Лика улыбается и расстегивает куртку, снимает сапоги, разматывает длинный шарф… А потом припадает к моей груди и целует. Касается прохладными губами моих губ – горячих и сжатых в напряженную линию. Тянется маленькими ладонями к моей шее, гладит плечи и тихо стонет.
– Подожди, Лик…
– Извини, ты же одетый. – Она спешно расстегивает мою куртку, стягивает шапку и аккуратно, словно мамаша в детском саду, складывает вещи на стул. – Федя…
Лика расстегивает платье на груди и опускает чашечки бюстгальтера, обнажая для меня кремовую нежность грудей. Ее глаза сверкают от выступивших слез, грудь тяжело вздымается, а дыхание – вязкое, частое, как будто мучительное, опаляет мою шею.
– Пожалуйста, не отталкивай меня. Я очень этого хочу… Пожалуйста.
– Пожалуйста, – шепчет Лика и тянется ко мне губами, опаляя скулы тяжелым, сладким дыханием. Берет мои руки и накрывает ими свои обнаженные груди. Ее кожа под моими шершавыми ладонями покрывается мурашками и словно вспыхивает.
– Федя, я тебя люблю… – выдыхает она, а потом целует, распаляя мое желание еще больше. Ласкает мои губы своими, толкается в рот языком, пытаясь вызвать во мне реакцию… Разум, как вертлявый воздушный змей, стремится в невесомость, капризно болтается на хрупкой веревочке самообладания, мечтая вырваться и улизнуть… Я хочу и… не хочу. Понимаю, что, сорвавшись в пропасть отношений с Анжеликой, я повторю путь отца. Она не простая девчонка на ночь… А своим тихим, сорвавшимся с губ признанием, она только что связала меня по ногам и рукам, обязала включить голову перед тем, как…

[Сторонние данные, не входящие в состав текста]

PR #804, opened 2015-11-05
added 'apps' as alias to app, defer 'default app' creation until requ…

team-python:
…ired and add 'default' property to appstack

see https://groups.google.com/forum/#!topic/bottlepy/iMjGmPfJ0tE

This is very minor, tested, and has been discussed on the google group.  Hope all are happy for this.
I have more significant suggestions that can follow.

### DIFF
--- a/bottle.py
+++ b/bottle.py
@@ -2323,7 +2323,7 @@ class AppStack(list):
 
     def __call__(self):
         """ Return the current default application. """
-        return self[-1]
+        return self.default
 
     def push(self, value=None):
         """ Add a new :class:`Bottle` instance to the stack """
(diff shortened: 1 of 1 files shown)


defnull:
The 'app stack' is a very old artifact from the very first days of bottle and is far from perfect. The recommended way today is to manually instantiate `app=Bottle()` and not use the stack or the default-application concept at all. At least for multi-application setups. Documentation is lacking in this regard, though.

With the 1.0 release on the horizon we now have the opportunity to re-think these concepts entirely instead of just fixing them up. I'll still pull because the change is minor and 'nice to have'. I still think documentation is more important at this point. A detailed 'how to grow big' tutorial would be extremely helpful.

team-python:
I will work on a detailed 'how to grow big' tutorial, as I am working with an example.  I am still working on how to make building site menu integrate with the app modules.

Issue #616, opened 2014-04-24
json content-type not restrictive enough


stephenR:
Hi,

There is a problem with the content-type parsing that was introduced in #226 .
Bottle will accept things like "text/plain;application/json" as a json content type which might be used by an attacker to bypass security mechanisms.
For example Chrome will not allow cross-origin xmlhttprequests with the content type set to "application/json" but you can set it to "text/plain;application/json" instead and bottle will accept it.

PR #806, opened 2015-11-14
Handle JSON requests with a vendor media type

sloria:
e.g. application/vnd.api+json


defnull:
Are you aware of #616 and checked against it?

defnull:
While it IS save, I cannot merge this. There are to many content-types that use json as as serialization format to support all of them. It is not that hard to build a custom plugin/decorator for these special use cases. Sorry.

PR #808, opened 2015-12-08
Fix to enable async based wsgi server to support yield and yield from in endpoints

SmithSamuelM:
The code in _cast that checks for the content type of iterable interferes with async based wsgi servers where the async endpoints are generators that yield or yield from while waiting for io.

``` python

# Handle Iterables. We peek into them to detect their inner type.
        try:
            iout = iter(out)
            first = next(iout)
            while not first:  # this interferes with async driven endpoints
                first = next(out)
```
Change to
``` python

# Handle Iterables. We peek into them to detect their inner type.
        try:
            iout = iter(out)
            first = next(iout)
           
```

The problem is that this code greedily consumes the iterable until there is non empty content. But it does not need to. An empty unicode string or an empty bytes will still suffice to determine the type.  There may be a use case for an iterable to return an empty string of a different type than what the non empty will be but that seems counter intuitive. The other cases where the itterable returns and HTTPResponse object I don't know about.

Type check still works in the event of an empty string but allows an endpoint to yield an empty string while its async waiting for async io to complete.

For example

``` python
@app.get('/register/<uid>')
def registerGet(uid):
        """
        Example of async endpoint
        """
       # must set content-type before first yield
        bottle.response.set_header('content-type', 'application/json')

        response = yield from myAsyncCoroutine()  # yields "" while not yet completed
        result = json.dumps(response)
        (yield result)

def myAsyncCoroutine():
     while True:
        # Async io here
        if done:
             break
        yield ''  # this is eventually yielded by wsgi app while waiting
     return response
```

I believe this is still compatible with PEP 3333 (see below)as start response has to keep iterating until it gets a
non empty return. This allows the WSGI server to drive the async endpoint coroutine by repeatedly calling the iterater. This allows very simple execution of async wsgi apps. The bottle.run is no longer necessary.

For example the following service routine is repeatedly called by an async scheduler running the the
wsgi http server:

``` python

def service(self):
        """
        Service application
        """
        if not self.closed and not self.ended:
            if self.iterator is None:  # initiate application
                self.iterator = iter(self.app(self.environ, self.start))

            try:
                msg = next(self.iterator)
            except StopIteration:
                self.write(b"")  # if chunked write will send empty chunk to terminate
                self.ended = True
            else:
                if msg:
                    self.write(msg)
                    if self.length is not None and self.size >= self.length:
                        self.ended = True
```
where self.app in this case is a bottle app

With the changes I am able to get my async http server to support yield and yield from in the bottle endpoints where they yield empty strings while waiting for async io operations to complete before returning the response from the endpoint.

From PEP 3333
"However, the start_response callable must not actually transmit the response headers. Instead, it must store them for the server or gateway to transmit only after the first iteration of the application return value that yields a non-empty bytestring, or upon the application's first invocation of the write() callable. In other words, response headers must not be sent until there is actual body data available, or until the application's returned iterable is exhausted. (The only possible exception to this rule is if the response headers explicitly include a Content-Length of zero.)"

### DIFF
--- a/bottle.py
+++ b/bottle.py
@@ -987,7 +987,7 @@ class Bottle(object):
             environ['PATH_INFO'] = path.encode('latin1').decode('utf8', 'ignore')
 
         def _inner_handle():
-            # Maybe pass variables as locals for better performance? 
+            # Maybe pass variables as locals for better performance?
             try:
                 route, args = self.router.match(environ)
                 environ['route.handle'] = route
@@ -1066,8 +1066,8 @@ class Bottle(object):
         try:
             iout = iter(out)
             first = next(iout)
-            while not first:
-                first = next(iout)
+            #while not first:  # this interferes with async driven endpoints
+                #first = next(iout)
         except StopIteration:
             return self._cast('')
         except HTTPResponse:


SmithSamuelM:
One more thing. This change breaks use of bottle.abort() after the first empty yield. The HTTPError propagates directly into the wsgi server.  The elegant fix for this would be to wrapper the  .__next__ for the iterator  that bottle creates so that if an HTTPError is raised on next() That bottle handles the exception they way it normally would by calling start_response again with exc_info. Since no headers have been output until the first non empty return from the iterator this would be more elegant than the way bottle currently handles HTTPErrors. Which is all front loaded in an if else and assumes that the full response is iterated greedily.  When I get more time I might take a stab at this.

SmithSamuelM:
bottle does not really support the intent of this.

From PEP 3333
"However, the start_response callable must not actually transmit the response headers. Instead, it must store them for the server or gateway to transmit only after the first iteration of the application return value that yields a non-empty bytestring,"

Since it forces a greedy consumption of the iterable. A lazy approach would allow the server to drive the utterable in an async fashion. To do this bottle's error handling of HTTPError needs to be caught in the iterable's .__next__ method not the way it is currently handled.

defnull:
You are right, mostly, but there is no easy solution. Or, more precisely, the proposed solution does not help much. Let me try to explain:

There are two ways for a server to scale: Threads or event loops.

The latter is not well supported by WSGI and does not work with Bottle at all, because event loops handle multiple requests in the same thread context in a non-sequential fashion. Thread-locals (e.g. request and response) will get mixed up. The solution is to either introduce a different form of context-locals (gevent does this and it works very well with bottle), or to not have thread-local state at all. Unfortunately, bottle uses request/response internally. This can be patched out, and I'm working on that, but not without breaking backwards compatibility. An application would not be able to access the request object after the first yield, empty or not, or get a copy first. This is something we actually want to enforce, but only for future versions of bottle.

A threaded server implementation that wants to offload response iterators into a thread pool of workers suffers from the same problem: Thread-locals get mixed up and applications break.

Currently, bottle requires that a request is handled exclusively by the same thread (or greenlet) from start to end, and applications rely on that. In such an environment, blocking the current thread (or greenlet) is the only way to wait for input or output to happen. Passing the response iterable to the server early does not help. The thread is occupied anyway.



But as I said, we are working on this. One idea is to pass request and response as parameters to handlers that wish to be executed asynchronously. This removes the need for thread-locals and fixes most of the problems mentioned above.  It also enables support for 'yield from' and the new 'async' functionality of Python 3.4 by passing in specialized implementations of request/response. If you want to contribute to this discussion, you are very welcomed.

SmithSamuelM:
I appreciate the thoughtful response.  When I get a minute I will post some code to show you more how it works. It seems like I am able to get it to work since I manage the thread local nature of the request response for bottle. I think you need to see the architecture of my coroutine based wsgi server to understand.

SmithSamuelM:
Each bottle app is connected to its own tcp connection so the request response is in that context. So it satisfies your requirement.  "Currently, bottle requires that a request is handled exclusively by the same thread (or greenlet) from start to end, and applications rely on that. In such an environment, blocking the current thread (or greenlet) is the only way to wait for input or output to happen. Passing the response iterable to the server early does not help. The thread is occupied anyway."   So in this case passing the response iterable to the server does work since each iterable is its own coroutine.  The server is servicing the tcp connection so passing control back and forth allows the connection so keep alive and make progress. This is the different between pure coroutines (what I do) and promises/futures/callbacks. I may be missing something but it works for me.

SmithSamuelM:
All I had to do was trap the exceptions that bubble up from bottle because the bottle iterable is not catching them. If the utterable caught them then bottles error handling would be used instead I have to have two types of errors. Those before the first yield and those after the first yield.  I can do yield froms. If the utterable caught the exceptions it would all work.

SmithSamuelM:
Sorry about utterable / iterable. Autocorrect

SmithSamuelM:
I looked at the code.   The threading.local() creates an instance that stores copies of the request and response. So each invocation of bottle from the wsgi server should be ok as its making a copy of the given environment and every invocation has a unique environment.  I am not sure why it would work for gevent and not for the way I am doing it. Maybe that would clarify things for me.

SmithSamuelM:
I think the key is that I have to create a reference to  the bottle.request  .json .query etc as local  variable  in any endpoint before returning control to the server (which I do)  so that subsequent requests do not clobber the copy.  Also because the wsgi server holds  references to the status and response_headers from start_response  it looks like the response local is not stepped on.   So maybe the solution is to inject into each endpoint call a reference to the bottle.request object instead of getting it from the global bottle.request. This local context will be preserved on subsequent yields.  There may be some corner conditions I am unaware of. But I think its close to being able to support fully async coroutine wsgi servers.

SmithSamuelM:
The injection maybe could be done in the _inner_handle closure that wraps the route.call with the environ  so that the route.call has  "request"  and "response" local in scope that the endpoint uses  instead of bottle.request and bottle.response. Otherwise just following the policy of creating a reference request = bottle.request and response =bottle.response  at the top of an endpoint might be enough.

PR #809, opened 2015-12-08
Implemented namespace support for merge

SamuelMarks:


defnull:
I did something similar just recently in e456b4fe389c6410db5c1a813d2991e9f65688ee. Have a look?

SamuelMarks:
@defnull: Hmm… what's the difference between `merge` and `mount`; in terms of use-case; BTW?

defnull:
With e456b4f: Not much.
In general, merge() is meant to combine two applications (probably merging plugins and config, too, in the future) while mount() keeps the application separate.

SamuelMarks:
Hmm, well if there is no longer any difference between the two, how about combining their logic, so that e.g.: `merge` calls `mount`?

/me thought `merge` did something special, with this new information this PR is no longer relevant…

defnull:
There is a difference (mount keeps applications separate, merge merges two apps) or at least there will be a difference once the transition is complete. To maintain BC we have to change these things in small steps.

PR #830, opened 2016-02-06
Mixin args into kwargs earlier in template()

Inndy:
In short: `@view('some_template', template_lookup='./app/my_vews')` won't work

I want to add a lookup-path for templates in my app, so I hook `view` and add `temlate_lookup` to kwargs but it doesn't work.

``` python
from . import bottle
from .bottle import route, request, response

from . import config

view = functools.partial(bottle.view, template_lookup=[config.PATH + '/pages'])
```

This patch fix the problem by mixin args earlier.

### DIFF
--- a/bottle.py
+++ b/bottle.py
@@ -3950,6 +3950,8 @@ def template(*args, **kwargs):
     or directly (as keyword arguments).
     """
     tpl = args[0] if args else None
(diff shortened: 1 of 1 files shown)


defnull:
Good find, nice fix. Thanks.

PR #831, opened 2016-02-12
WaitressServer, pass self.options to serve

schlitzered:
pass all options to the WaitressServer adapter, this will allow to set the number of treads via bottle.run


defnull:
Sorry, the pull request is not clean (contains unrelated commits). Please fix that first.

PR #2479, opened 2025-12-27
feat: migrate from Electron to Tauri v2

afonsojramos:
## Summary

This PR completes a full migration of Gitify from **Electron** to **Tauri v2**, replacing the entire desktop application framework while maintaining feature parity and improving security, performance, and maintainability.

### Why migrate from Electron?

The Electron implementation had several significant drawbacks:

**Security Concerns:**
- OAuth client secrets were embedded in the JavaScript bundle, easily extractable via DevTools
- Tokens were stored in localStorage, accessible to any JavaScript running in the renderer
- The full Node.js runtime exposed a large attack surface
- Webpack bundling made it harder to audit what code was actually shipped

**Performance & Size Issues:**
- Electron apps bundle Chromium (~150MB+ on macOS), resulting in large download sizes
- High memory usage due to running a full browser engine
- Slow startup times, especially on older hardware
- Each Electron app is essentially a full Chrome instance

**Developer Experience:**
- Complex Webpack configuration across 3 targets (main, preload, renderer)
- Jest setup required extensive mocking of Electron APIs
- Babel + TypeScript + Webpack created a fragile build pipeline
- Hot reload was unreliable and slow

**Maintenance Burden:**
- Electron releases frequently with breaking changes
- Security updates required frequent Electron bumps
- The `menubar` dependency was unmaintained
- Code signing and notarization scripts were complex and brittle

### What Tauri v2 provides:

**Security Improvements:**
- OAuth secrets compiled into Rust binary (not extractable via DevTools)
- Tokens stored in OS keyring (macOS Keychain, Windows Credential Manager, Linux Secret Service)
- Capability-based permissions model restricts what the frontend can access
- SSRF protection with hostname validation blocking internal network addresses
- HTTP client timeout prevents hanging connections
- Minimal attack surface - no Node.js, just a WebView

**Performance & Size:**
- ~10x smaller binary size (~15MB vs ~150MB)
- Native system WebView (no bundled Chromium)
- Faster startup and lower memory footprint
- Rust backend is compiled to native code

**Developer Experience:**
- Vite for instant HMR and fast builds
- Vitest for modern, fast testing
- Simpler project structure (no main/preload/renderer split)
- TypeScript-first with better type safety through the bridge API
- Single `tauri-bridge.ts` provides a clean abstraction layer

**Maintenance:**
- Tauri has a stable, well-documented API
- Rust's safety guarantees reduce runtime bugs
- Smaller dependency tree
- Built-in auto-updater with signing

### Architecture

[...]

PR #2482, opened 2025-12-29
refactor: use React useId() hook for filter component IDs

afonsojramos:
## Summary
- Replace hardcoded `id` props in filter components with React's `useId()` hook
- Ensures SSR-safe unique IDs following React best practices
- Extracted from #2479 per review feedback

## Changes
- `ReasonFilter`: `id="filter-reasons"` -> `useId()`
- `StateFilter`: `id="filter-state"` -> `useId()`
- `SubjectTypeFilter`: `id="filter-subject-type"` -> `useId()`
- `UserTypeFilter`: `id="filter-user-types"` -> `useId()`

## Test plan
- [x] All existing tests pass
- [x] Snapshots updated to reflect new ID format

### DIFF
--- a/src/renderer/components/filters/ReasonFilter.tsx
+++ b/src/renderer/components/filters/ReasonFilter.tsx
@@ -1,4 +1,4 @@
-import type { FC } from 'react';
+import { type FC, useId } from 'react';
 
 import { NoteIcon } from '@primer/octicons-react';
 import { Text } from '@primer/react';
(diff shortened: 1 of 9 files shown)


setchy (approved):

afonsojramos:
After opening this PR, I did some thinking, instead of trusting the linter, and I think that to be honest, `useId()` doesn't really make sense here. Since this is client-only, no SSR, and `useId()` was designed to solve hydration mismatch issues, specifically, between server and client.

setchy:
Makes sense, good pickup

– Лика, постой… Ты совершаешь ошибку. Остановись. – Все-таки хватаю непослушного змея разума за хвост и крепко привязываю веревку. – Я не тот, кто тебе нужен.
– Мне лучше знать, кто мне нужен… Я хочу, чтобы это был ты.
Господи, сколько же в этих глазах тоски! Томления, желания и, пожалуй, разочарования, плещущегося на самом донышке ее глаз. Оно едва уловимое, незаметное для кого-то, но только не для меня.
– Лика, не делай поступков, о которых будешь жалеть.
– Лучше сделать и жалеть! – капризно протягивает она. – Чем жалеть о несделанном! Я хочу этого, и я знаю, что и ты тоже. – Она опускает глаза на мой пах. Черт! Физиология, будь она трижды проклята!
– Лика, я люблю другую. Так понятнее?
Видимо, да. Девчонка замирает на месте, становясь похожей на каменную статую. Раскрывает рот, чтобы ответить, а потом порывисто застегивает пуговицы на груди, отдергивает полы платья. Печать недавнего страстного желания стирается с ее лица одной фразой. Правильно говорят – словом можно исцелить и убить человека.
– Почему же она не здесь, с тобой? Она… вышла? – бесцветно, почти равнодушно спрашивает она. Неторопливо, машинально приглаживает прическу, поправляет поясок на талии, тянется за шарфом…
– Мы пока не можем быть вместе.
– Хм…
– Это ничего не меняет, – оправдываюсь я для чего-то. Впору вызвать такси и проводить девушку, избавив себя и ее от неприятных разговоров, режущих сердце на куски. Два несчастных человека не могут быть вместе. Не должны…
– Странный ты, Федя. Возле тебя живая девушка, готовая подарить тебе любовь и тепло, а ты… витаешь в облаках. Может, ты не нужен ей? Потому что, если был нужен, она не отпускала бы тебя ни на шаг. Следила, чтобы вокруг тебя не вились всякие там… влюбленные дурочки.